In normal life, magnet is a very common thing. And thousands of years ago, the working people of our country made one compass of one of the four great inventions according to the characteristics of the magnet. Until today, magnets are also very useful. From all kinds of special electronic devices to the usual teaching toys, we can often see the shapes of magnets. The picture below is a horseshoe magnet. The bulk metal on the top is gadolinium (g). It is an element that can be attracted by magnet like iron, cobalt and nickel, and is widely used in the field of magnetic resonance imaging.

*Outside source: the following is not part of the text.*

PR #477, opened 2021-12-02
change tasks to operations

ingorichtsmeier:
I got confused with the original wording. There is no option to complete tasks in Operate. In the GUI they a named operations.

We know that the main component of magnets is triiron tetroxide. An ordinary small magnet is made of black ferrous oxide. However, due to the nature of iron tetroxide itself, the suction of iron objects will not be too strong, and its magnetic properties will gradually weaken over time. In this case, how can we make a magnet that is more attractive and should not be degraded? Under this premise, NdFeB magnets came into being.www.greatmagtech.com
This kind of surface is anti-corrosion treatment and bright shiny magnet is neodymium iron boron magnet, its chemical formula is Nd2Fe14B. The most commonly used neodymium-iron-boron magnet is made of high-temperature sintering of three elements: niobium, iron, and boron. It is by far the most powerful artificial magnet. If the core element of traditional iron tetroxide is iron, then the reason why NdFeB magnets have such strong magnetism is the role of yttrium elements. The following pieces of metal in the figure below are:
Neodymium (n) is the fourth element of the lanthanide family in the rare earth element. Like iron, cobalt, nickel and gadolinium mentioned earlier, it itself can also be attracted by magnets. In addition, neodymium is more active in lanthanides, so it is easily oxidized as iron. This is why NdFeB magnets are coated on the surface. If neodymium is used to enhance magnetism, the role of boron can not be ignored. This black and black thing is boron.www.greatmagtech.com
In the periodic table of elements, boron is located on the left side of carbon, and therefore boron chemistry similar to carbon-centered organic chemistry has recently appeared. In neodymium-iron-boron magnets, boron acts as a mediator of thorium and iron. Boron, under the condition that its molecular structure is stable, greatly expands the maximum magnetic property that can be produced by the material, making the magnetic property of the entire magnet extremely high, even allowing him to pick up an object equal to 640 times his own weight.